What you need to do
Look through the listing below and report the lines that have the word "only" in them.

Extracted information section start

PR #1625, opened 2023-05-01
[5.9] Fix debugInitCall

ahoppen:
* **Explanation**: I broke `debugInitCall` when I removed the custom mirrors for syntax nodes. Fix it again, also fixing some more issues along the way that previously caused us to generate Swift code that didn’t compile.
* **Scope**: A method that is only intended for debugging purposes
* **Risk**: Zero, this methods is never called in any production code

Extracted information section end
Extracted information section start

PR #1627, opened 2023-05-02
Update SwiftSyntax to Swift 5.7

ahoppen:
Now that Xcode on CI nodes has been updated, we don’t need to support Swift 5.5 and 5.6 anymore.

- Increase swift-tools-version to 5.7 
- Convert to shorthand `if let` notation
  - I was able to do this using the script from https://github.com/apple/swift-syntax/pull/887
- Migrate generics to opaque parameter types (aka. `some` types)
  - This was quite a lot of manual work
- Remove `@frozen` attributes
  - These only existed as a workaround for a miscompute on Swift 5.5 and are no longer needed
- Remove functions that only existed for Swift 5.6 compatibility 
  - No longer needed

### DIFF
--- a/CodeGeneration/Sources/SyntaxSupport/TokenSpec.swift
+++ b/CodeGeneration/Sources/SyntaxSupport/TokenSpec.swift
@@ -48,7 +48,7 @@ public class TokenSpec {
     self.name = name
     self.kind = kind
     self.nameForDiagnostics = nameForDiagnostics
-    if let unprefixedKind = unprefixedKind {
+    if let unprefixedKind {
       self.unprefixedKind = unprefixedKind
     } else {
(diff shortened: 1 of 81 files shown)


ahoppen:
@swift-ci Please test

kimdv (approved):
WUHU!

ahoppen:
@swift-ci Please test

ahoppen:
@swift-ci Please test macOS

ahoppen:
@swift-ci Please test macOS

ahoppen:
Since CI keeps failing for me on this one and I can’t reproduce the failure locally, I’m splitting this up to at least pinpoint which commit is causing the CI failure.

Extracted information section end

Final answer
* **Scope**: A method that is only intended for debugging purposes
  - These only existed as a workaround for a miscompute on Swift 5.5 and are no longer needed
- Remove functions that only existed for Swift 5.6 compatibility 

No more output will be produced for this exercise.